[Collected data entries]
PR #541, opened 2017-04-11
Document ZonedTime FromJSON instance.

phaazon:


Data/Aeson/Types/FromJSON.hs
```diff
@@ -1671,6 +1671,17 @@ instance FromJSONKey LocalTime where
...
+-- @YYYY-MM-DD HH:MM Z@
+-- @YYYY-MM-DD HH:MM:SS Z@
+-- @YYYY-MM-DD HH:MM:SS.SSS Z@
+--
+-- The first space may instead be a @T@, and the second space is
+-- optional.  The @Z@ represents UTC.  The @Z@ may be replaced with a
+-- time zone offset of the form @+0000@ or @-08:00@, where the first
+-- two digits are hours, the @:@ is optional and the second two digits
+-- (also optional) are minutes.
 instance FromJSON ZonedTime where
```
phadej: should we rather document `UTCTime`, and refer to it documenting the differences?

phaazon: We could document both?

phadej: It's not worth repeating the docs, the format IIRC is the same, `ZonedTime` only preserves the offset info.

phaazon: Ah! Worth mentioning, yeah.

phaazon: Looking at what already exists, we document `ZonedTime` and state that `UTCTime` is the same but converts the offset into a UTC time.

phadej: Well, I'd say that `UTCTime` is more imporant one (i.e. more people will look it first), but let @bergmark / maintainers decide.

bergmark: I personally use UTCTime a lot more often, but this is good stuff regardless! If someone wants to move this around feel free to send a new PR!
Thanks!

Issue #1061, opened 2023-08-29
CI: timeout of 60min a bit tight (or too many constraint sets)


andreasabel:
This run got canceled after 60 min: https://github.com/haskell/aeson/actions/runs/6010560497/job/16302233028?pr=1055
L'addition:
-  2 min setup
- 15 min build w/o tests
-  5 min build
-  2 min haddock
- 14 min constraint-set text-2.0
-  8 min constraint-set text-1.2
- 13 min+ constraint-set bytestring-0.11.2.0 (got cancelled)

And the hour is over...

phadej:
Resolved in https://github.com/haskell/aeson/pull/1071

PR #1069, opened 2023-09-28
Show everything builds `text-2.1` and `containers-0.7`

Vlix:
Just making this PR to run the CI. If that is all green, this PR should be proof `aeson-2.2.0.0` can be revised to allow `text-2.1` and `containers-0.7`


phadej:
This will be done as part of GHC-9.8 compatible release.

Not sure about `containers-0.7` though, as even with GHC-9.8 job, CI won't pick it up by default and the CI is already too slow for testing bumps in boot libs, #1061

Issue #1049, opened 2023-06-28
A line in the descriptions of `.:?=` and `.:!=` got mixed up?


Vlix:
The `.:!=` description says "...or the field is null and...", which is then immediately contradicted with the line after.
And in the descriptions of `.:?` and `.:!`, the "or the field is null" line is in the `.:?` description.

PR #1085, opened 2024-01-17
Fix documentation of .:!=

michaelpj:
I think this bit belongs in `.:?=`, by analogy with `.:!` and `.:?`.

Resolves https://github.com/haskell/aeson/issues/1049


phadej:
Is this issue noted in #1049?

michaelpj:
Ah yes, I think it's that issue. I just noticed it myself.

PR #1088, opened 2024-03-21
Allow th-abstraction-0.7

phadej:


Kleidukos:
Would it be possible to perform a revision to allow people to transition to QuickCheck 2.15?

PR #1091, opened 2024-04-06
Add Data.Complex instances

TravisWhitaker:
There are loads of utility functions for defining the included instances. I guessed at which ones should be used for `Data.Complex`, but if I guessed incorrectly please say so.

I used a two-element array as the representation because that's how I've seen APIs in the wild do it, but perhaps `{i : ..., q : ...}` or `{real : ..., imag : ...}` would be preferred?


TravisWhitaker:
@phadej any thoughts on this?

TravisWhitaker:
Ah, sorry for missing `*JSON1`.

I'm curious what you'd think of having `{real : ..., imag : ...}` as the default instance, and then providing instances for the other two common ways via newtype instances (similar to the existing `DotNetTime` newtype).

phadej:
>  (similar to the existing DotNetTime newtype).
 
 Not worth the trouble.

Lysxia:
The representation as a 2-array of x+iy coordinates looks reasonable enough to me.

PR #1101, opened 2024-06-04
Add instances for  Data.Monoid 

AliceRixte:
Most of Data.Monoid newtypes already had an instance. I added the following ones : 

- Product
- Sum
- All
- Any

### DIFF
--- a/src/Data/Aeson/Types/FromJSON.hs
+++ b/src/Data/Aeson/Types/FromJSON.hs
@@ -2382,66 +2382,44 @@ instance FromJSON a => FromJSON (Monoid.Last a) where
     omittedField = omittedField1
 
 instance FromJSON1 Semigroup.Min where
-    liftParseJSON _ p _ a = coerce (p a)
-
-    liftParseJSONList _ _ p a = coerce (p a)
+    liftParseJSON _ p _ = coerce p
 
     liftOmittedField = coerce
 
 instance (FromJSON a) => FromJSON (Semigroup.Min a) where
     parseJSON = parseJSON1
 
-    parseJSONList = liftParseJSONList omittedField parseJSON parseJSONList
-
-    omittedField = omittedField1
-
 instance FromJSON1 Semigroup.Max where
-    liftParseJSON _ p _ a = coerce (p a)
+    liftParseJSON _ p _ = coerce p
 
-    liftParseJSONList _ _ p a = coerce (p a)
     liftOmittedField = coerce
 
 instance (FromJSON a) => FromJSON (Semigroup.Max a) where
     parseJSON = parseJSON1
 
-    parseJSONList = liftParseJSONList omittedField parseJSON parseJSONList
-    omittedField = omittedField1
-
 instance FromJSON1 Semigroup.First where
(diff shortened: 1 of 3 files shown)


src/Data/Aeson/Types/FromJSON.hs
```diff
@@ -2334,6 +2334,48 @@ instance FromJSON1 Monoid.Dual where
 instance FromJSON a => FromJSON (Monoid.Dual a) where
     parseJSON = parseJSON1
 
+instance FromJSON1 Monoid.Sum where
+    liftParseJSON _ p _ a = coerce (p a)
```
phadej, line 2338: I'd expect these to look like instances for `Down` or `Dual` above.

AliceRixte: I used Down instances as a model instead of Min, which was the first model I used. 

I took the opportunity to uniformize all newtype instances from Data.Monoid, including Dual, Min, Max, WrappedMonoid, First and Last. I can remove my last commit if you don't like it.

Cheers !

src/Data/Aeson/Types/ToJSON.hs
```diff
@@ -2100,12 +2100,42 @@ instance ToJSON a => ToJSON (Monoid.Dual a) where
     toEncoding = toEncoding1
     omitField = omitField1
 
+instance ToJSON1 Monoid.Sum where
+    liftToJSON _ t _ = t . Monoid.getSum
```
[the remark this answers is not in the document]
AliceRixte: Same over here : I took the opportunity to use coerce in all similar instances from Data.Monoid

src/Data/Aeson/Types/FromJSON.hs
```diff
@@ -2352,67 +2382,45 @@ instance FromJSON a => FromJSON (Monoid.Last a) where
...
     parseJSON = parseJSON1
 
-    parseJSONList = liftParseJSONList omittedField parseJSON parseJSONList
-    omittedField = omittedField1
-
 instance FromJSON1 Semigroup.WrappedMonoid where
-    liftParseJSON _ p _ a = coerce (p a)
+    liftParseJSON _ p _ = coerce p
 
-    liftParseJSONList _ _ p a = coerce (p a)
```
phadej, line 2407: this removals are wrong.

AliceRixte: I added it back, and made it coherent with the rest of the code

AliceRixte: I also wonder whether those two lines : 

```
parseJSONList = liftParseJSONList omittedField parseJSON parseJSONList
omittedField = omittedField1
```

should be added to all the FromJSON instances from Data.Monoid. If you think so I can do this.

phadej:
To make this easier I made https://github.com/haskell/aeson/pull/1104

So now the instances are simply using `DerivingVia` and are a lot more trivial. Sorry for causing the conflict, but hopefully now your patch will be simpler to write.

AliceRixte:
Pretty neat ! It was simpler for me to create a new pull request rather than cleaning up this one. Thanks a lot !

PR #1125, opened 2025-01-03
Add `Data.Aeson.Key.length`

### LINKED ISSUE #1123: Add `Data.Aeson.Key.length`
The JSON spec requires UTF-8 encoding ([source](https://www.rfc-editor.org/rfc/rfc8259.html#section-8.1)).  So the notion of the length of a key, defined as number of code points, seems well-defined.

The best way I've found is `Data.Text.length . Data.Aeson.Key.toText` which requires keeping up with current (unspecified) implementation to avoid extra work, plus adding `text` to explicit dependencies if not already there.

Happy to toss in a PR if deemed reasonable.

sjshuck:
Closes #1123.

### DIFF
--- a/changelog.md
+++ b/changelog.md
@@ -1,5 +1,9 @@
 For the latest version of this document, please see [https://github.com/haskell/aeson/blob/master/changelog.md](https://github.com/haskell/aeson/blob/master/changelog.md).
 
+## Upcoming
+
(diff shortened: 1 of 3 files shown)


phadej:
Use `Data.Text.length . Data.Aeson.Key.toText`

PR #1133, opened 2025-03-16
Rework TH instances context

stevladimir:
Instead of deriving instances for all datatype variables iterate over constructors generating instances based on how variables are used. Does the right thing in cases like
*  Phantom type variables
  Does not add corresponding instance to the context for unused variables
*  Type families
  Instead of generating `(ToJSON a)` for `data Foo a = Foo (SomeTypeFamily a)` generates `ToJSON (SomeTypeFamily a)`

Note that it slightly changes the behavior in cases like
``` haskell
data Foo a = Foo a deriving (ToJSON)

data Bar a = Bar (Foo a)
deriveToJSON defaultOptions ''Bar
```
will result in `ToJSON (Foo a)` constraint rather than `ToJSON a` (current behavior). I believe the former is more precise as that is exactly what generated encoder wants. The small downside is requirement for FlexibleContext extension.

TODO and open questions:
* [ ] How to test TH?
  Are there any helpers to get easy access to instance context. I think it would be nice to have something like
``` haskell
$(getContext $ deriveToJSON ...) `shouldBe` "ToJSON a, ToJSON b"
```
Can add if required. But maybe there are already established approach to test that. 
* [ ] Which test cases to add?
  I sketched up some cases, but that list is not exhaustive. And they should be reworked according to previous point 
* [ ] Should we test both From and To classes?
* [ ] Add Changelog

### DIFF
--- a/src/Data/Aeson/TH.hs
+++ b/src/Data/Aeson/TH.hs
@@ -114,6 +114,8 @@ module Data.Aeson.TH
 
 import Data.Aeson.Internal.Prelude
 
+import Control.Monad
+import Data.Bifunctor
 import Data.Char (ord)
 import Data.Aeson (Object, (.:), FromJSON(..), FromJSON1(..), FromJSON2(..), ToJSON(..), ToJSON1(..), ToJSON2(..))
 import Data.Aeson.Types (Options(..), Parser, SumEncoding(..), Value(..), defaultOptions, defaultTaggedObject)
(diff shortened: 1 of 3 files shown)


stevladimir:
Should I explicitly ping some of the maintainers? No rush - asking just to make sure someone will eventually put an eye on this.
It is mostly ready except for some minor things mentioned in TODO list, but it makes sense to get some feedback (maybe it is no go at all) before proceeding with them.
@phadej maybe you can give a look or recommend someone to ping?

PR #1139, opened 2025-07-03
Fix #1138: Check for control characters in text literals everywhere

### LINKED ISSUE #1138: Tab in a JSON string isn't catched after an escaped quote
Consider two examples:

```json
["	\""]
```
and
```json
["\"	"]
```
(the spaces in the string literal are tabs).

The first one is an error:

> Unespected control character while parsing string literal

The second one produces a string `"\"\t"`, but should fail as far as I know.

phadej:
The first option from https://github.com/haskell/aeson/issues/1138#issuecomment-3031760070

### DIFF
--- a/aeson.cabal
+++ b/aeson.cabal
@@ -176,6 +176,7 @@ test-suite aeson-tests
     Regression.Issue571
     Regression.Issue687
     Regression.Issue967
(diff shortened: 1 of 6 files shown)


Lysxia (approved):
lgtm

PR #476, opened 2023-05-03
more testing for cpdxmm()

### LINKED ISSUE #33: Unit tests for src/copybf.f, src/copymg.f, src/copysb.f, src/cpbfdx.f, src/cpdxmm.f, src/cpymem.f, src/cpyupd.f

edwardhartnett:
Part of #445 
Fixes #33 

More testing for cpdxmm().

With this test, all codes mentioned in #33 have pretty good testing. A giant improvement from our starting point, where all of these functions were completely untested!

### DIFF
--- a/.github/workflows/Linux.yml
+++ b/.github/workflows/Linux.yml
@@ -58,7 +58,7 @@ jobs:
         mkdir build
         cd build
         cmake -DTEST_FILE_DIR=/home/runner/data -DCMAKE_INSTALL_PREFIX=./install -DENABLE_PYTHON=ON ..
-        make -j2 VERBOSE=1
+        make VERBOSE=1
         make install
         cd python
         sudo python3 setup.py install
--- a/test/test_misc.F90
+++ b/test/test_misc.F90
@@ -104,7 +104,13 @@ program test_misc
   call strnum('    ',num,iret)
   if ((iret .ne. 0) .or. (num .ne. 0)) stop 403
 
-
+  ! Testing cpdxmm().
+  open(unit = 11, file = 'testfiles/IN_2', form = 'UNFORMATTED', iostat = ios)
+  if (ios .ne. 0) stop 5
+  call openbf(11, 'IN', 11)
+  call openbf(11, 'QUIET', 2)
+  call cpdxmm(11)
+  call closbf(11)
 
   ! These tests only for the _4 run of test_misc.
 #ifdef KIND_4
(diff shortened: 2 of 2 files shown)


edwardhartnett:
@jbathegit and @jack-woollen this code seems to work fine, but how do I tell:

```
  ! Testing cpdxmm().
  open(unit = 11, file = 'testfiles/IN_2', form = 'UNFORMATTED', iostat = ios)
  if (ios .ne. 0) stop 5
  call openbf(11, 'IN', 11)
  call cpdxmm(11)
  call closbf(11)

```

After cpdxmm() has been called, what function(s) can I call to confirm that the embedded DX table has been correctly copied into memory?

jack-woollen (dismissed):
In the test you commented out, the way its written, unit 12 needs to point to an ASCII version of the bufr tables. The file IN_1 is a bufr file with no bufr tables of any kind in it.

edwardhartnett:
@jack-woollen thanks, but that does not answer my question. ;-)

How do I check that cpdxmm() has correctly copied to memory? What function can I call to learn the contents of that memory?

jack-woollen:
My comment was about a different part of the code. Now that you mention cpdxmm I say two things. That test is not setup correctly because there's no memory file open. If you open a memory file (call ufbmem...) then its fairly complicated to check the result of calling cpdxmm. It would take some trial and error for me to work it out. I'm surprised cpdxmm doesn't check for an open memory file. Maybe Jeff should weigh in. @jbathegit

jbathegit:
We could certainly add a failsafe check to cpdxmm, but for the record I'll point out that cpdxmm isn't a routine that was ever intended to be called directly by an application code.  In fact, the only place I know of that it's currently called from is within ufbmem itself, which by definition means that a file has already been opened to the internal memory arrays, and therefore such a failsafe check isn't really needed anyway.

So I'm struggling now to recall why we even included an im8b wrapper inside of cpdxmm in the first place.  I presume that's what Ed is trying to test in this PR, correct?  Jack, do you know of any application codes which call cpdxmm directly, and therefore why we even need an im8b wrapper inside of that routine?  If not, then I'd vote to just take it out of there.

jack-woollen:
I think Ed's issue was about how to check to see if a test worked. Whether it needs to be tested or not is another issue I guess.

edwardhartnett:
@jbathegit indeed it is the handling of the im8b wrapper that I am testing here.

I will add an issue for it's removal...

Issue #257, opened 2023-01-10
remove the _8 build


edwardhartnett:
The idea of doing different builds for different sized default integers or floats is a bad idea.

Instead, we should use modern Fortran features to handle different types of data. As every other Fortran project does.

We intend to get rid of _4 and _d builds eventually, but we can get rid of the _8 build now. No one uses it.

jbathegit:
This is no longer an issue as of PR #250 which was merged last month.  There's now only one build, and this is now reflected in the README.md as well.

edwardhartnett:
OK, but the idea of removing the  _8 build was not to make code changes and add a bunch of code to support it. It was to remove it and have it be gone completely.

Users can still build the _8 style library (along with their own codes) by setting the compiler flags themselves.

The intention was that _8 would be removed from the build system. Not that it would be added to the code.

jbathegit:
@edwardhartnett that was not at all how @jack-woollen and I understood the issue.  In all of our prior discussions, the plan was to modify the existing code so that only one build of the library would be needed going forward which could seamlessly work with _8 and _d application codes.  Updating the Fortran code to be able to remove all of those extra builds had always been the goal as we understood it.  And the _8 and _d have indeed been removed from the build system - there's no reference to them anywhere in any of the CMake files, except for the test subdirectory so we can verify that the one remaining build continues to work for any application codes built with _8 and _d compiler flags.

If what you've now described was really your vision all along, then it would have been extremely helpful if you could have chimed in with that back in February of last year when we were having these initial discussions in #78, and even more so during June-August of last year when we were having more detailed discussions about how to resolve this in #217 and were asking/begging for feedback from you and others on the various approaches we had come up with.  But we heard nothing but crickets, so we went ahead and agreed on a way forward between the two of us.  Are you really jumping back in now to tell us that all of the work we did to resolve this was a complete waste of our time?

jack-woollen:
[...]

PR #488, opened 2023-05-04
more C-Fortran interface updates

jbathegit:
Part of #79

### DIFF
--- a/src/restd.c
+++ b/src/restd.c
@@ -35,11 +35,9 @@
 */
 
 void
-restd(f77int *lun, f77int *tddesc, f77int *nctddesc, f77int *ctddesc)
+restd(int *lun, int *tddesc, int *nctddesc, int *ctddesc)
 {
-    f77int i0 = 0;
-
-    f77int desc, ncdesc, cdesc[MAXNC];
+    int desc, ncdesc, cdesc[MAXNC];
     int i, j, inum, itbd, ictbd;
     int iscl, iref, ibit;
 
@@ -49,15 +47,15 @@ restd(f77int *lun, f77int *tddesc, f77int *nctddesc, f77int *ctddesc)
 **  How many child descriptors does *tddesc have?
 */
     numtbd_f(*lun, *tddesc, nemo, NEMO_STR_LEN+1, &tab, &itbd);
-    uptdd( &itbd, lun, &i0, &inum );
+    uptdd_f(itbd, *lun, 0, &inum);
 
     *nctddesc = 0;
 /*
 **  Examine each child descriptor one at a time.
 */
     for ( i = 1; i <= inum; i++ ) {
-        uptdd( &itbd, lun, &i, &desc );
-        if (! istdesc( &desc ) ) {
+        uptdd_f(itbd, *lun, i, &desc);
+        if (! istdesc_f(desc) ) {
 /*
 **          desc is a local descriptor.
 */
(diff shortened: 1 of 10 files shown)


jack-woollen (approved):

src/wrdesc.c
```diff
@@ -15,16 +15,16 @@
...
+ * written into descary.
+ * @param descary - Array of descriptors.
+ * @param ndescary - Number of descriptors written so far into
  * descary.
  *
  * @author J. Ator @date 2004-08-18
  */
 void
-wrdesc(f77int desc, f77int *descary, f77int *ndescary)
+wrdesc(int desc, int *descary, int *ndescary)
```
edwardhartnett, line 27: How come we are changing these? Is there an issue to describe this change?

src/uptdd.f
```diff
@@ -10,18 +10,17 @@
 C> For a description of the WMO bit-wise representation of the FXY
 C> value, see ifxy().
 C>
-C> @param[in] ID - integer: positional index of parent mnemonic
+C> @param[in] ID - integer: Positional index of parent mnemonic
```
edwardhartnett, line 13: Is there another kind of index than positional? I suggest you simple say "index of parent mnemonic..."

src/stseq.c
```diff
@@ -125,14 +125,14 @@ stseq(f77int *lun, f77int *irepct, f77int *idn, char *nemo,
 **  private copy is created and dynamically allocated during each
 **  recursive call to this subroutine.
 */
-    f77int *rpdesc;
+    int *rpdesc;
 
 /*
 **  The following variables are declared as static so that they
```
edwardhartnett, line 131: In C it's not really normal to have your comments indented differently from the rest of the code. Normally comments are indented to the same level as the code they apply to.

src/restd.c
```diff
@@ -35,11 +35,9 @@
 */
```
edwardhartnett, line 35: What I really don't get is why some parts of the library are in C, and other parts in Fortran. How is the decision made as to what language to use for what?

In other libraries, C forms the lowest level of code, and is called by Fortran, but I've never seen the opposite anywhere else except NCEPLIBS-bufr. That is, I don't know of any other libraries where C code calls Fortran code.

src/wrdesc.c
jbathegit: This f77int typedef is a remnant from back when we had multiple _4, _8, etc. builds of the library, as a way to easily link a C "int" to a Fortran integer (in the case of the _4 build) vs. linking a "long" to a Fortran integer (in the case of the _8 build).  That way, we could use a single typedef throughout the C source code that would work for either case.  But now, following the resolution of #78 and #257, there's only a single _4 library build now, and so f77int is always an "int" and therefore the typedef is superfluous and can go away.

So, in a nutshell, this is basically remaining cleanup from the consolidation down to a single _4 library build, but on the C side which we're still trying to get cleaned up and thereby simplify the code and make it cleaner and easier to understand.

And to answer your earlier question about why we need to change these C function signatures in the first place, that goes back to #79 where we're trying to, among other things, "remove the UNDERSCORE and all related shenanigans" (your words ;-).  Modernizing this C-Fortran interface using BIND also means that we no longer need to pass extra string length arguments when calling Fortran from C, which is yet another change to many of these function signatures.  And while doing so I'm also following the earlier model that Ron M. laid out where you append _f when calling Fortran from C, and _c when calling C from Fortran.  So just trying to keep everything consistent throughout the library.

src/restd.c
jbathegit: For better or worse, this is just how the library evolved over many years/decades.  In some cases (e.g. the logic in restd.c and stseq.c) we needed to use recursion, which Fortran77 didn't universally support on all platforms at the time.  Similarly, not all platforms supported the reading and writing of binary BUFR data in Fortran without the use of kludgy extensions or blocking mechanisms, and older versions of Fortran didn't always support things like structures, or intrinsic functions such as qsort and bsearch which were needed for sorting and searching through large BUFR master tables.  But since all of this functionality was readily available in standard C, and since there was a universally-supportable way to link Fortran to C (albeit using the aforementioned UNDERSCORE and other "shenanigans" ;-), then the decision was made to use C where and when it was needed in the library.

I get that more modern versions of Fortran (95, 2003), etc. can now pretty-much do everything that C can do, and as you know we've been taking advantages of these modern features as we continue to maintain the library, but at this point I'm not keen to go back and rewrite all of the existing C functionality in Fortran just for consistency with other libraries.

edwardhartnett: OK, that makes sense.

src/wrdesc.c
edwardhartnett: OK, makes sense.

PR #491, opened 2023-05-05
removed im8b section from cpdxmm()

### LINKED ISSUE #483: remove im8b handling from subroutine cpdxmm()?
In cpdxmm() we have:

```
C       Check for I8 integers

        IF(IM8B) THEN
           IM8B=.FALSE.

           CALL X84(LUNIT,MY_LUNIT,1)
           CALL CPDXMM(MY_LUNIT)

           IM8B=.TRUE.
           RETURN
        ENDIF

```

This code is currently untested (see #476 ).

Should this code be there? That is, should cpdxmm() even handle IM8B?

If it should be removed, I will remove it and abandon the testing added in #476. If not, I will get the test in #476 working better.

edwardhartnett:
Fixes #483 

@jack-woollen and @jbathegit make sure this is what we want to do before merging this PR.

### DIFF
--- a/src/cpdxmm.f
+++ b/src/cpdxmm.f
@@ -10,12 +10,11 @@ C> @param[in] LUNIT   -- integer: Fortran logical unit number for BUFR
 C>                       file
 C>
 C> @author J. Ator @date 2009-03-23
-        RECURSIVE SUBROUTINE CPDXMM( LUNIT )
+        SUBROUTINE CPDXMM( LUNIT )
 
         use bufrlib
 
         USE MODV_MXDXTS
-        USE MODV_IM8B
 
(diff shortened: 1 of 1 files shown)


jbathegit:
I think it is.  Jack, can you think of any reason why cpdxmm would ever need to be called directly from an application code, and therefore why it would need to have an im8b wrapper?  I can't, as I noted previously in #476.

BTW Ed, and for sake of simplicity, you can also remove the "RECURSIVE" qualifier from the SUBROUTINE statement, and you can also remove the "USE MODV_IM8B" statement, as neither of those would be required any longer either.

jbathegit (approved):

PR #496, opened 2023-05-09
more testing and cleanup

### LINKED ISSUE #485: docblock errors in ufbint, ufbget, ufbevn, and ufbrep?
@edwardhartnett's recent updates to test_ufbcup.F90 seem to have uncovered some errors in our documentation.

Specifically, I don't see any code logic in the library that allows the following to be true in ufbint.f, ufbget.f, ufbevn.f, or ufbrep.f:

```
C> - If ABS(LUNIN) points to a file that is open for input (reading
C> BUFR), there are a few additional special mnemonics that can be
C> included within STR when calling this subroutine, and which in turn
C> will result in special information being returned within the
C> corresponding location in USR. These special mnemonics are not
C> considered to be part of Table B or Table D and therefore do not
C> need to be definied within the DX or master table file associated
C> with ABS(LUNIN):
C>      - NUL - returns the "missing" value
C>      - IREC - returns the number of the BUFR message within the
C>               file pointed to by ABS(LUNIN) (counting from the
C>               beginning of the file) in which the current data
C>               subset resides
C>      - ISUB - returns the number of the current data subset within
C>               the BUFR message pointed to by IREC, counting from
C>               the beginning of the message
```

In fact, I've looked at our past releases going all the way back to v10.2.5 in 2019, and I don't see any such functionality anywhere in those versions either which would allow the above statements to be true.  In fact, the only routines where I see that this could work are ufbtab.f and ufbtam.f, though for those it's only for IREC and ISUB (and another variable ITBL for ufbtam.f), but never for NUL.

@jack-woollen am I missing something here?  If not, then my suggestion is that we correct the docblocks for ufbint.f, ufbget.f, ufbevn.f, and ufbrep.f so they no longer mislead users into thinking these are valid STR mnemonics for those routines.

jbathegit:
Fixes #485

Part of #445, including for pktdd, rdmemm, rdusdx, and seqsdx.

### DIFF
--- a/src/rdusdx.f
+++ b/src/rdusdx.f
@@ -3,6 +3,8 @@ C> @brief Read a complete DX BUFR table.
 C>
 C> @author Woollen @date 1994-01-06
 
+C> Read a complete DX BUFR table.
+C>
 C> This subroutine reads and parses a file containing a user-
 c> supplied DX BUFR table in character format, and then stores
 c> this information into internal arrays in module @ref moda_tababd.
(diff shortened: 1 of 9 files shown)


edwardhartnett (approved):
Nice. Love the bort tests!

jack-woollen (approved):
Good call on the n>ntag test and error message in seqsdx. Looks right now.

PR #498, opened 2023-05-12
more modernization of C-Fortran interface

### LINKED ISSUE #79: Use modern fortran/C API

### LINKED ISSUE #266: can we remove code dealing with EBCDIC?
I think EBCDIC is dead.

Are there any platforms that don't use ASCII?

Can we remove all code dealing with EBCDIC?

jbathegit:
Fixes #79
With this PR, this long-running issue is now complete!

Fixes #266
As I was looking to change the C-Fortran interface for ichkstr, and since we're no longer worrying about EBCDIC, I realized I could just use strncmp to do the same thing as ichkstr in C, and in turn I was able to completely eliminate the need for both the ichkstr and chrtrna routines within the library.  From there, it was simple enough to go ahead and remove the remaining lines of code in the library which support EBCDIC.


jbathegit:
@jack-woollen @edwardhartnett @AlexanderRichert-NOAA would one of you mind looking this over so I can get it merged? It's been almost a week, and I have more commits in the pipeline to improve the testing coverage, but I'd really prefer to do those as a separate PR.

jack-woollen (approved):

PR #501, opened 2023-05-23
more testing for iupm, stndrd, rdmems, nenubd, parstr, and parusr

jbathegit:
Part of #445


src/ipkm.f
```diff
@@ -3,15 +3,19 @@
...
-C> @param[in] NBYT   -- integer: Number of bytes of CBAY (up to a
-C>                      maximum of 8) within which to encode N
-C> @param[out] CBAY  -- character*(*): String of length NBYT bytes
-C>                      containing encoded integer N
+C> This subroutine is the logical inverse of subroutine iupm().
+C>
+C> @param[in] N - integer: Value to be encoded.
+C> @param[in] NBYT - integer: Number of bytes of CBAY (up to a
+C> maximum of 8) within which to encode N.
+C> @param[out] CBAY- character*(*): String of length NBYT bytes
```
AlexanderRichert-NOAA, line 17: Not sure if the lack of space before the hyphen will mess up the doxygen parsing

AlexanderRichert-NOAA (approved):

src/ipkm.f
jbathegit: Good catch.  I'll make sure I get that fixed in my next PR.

**Task brief**
Track down all lines above with the string "requires" and copy them.

**Response area**
The JSON spec requires UTF-8 encoding ([source](https://www.rfc-editor.org/rfc/rfc8259.html#section-8.1)).  So the notion of the length of a key, defined as number of code points, seems well-defined.
The best way I've found is `Data.Text.length . Data.Aeson.Key.toText` which requires keeping up with current (unspecified) implementation to avoid extra work, plus adding `text` to explicit dependencies if not already there.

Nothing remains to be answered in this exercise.